[Material supplied Boundary: Start]
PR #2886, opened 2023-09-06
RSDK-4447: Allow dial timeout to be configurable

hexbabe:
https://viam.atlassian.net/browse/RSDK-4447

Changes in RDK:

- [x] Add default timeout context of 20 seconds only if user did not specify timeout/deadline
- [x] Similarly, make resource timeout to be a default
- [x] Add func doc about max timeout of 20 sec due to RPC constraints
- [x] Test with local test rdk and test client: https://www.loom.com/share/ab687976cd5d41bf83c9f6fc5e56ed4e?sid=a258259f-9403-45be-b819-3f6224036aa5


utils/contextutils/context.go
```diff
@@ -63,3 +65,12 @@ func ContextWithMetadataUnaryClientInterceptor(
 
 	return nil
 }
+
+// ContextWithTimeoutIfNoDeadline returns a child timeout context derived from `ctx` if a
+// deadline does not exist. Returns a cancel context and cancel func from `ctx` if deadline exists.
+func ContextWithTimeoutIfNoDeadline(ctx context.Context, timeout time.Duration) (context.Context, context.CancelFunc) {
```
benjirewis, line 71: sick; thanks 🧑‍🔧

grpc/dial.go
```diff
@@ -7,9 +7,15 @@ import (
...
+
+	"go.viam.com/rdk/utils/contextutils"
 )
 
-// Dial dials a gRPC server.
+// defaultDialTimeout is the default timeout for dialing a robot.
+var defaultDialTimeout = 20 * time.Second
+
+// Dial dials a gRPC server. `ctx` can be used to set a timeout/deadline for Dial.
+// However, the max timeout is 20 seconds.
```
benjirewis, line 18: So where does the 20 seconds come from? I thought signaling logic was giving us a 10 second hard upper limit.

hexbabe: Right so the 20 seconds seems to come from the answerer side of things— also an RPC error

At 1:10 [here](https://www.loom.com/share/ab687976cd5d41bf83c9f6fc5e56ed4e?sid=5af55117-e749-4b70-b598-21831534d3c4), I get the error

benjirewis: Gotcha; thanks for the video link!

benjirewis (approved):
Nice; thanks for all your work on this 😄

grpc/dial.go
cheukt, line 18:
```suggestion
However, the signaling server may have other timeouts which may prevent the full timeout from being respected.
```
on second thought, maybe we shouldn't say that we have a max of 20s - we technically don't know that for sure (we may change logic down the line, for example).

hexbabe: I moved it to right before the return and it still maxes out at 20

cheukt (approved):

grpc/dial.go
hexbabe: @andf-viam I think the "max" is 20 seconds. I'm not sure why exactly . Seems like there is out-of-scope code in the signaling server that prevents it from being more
[Material supplied Boundary: End]
▸ What the exercise asks: Copy every line of the records above exactly.

▸ Result for this task:
PR #2886, opened 2023-09-06
RSDK-4447: Allow dial timeout to be configurable

hexbabe:
https://viam.atlassian.net/browse/RSDK-4447

Changes in RDK:

- [x] Add default timeout context of 20 seconds only if user did not specify timeout/deadline
- [x] Similarly, make resource timeout to be a default
- [x] Add func doc about max timeout of 20 sec due to RPC constraints
- [x] Test with local test rdk and test client: https://www.loom.com/share/ab687976cd5d41bf83c9f6fc5e56ed4e?sid=a258259f-9403-45be-b819-3f6224036aa5


utils/contextutils/context.go
```diff
@@ -63,3 +65,12 @@ func ContextWithMetadataUnaryClientInterceptor(
 
 	return nil
 }
+
+// ContextWithTimeoutIfNoDeadline returns a child timeout context derived from `ctx` if a
+// deadline does not exist. Returns a cancel context and cancel func from `ctx` if deadline exists.
+func ContextWithTimeoutIfNoDeadline(ctx context.Context, timeout time.Duration) (context.Context, context.CancelFunc) {
```
benjirewis, line 71: sick; thanks 🧑‍🔧

grpc/dial.go
```diff
@@ -7,9 +7,15 @@ import (
...
+
+	"go.viam.com/rdk/utils/contextutils"
 )
 
-// Dial dials a gRPC server.
+// defaultDialTimeout is the default timeout for dialing a robot.
+var defaultDialTimeout = 20 * time.Second
+
+// Dial dials a gRPC server. `ctx` can be used to set a timeout/deadline for Dial.
+// However, the max timeout is 20 seconds.
```
benjirewis, line 18: So where does the 20 seconds come from? I thought signaling logic was giving us a 10 second hard upper limit.

hexbabe: Right so the 20 seconds seems to come from the answerer side of things— also an RPC error

At 1:10 [here](https://www.loom.com/share/ab687976cd5d41bf83c9f6fc5e56ed4e?sid=5af55117-e749-4b70-b598-21831534d3c4), I get the error

benjirewis: Gotcha; thanks for the video link!

benjirewis (approved):
Nice; thanks for all your work on this 😄

grpc/dial.go
cheukt, line 18:
```suggestion
However, the signaling server may have other timeouts which may prevent the full timeout from being respected.
```
on second thought, maybe we shouldn't say that we have a max of 20s - we technically don't know that for sure (we may change logic down the line, for example).

hexbabe: I moved it to right before the return and it still maxes out at 20

cheukt (approved):

grpc/dial.go
hexbabe: @andf-viam I think the "max" is 20 seconds. I'm not sure why exactly . Seems like there is out-of-scope code in the signaling server that prevents it from being more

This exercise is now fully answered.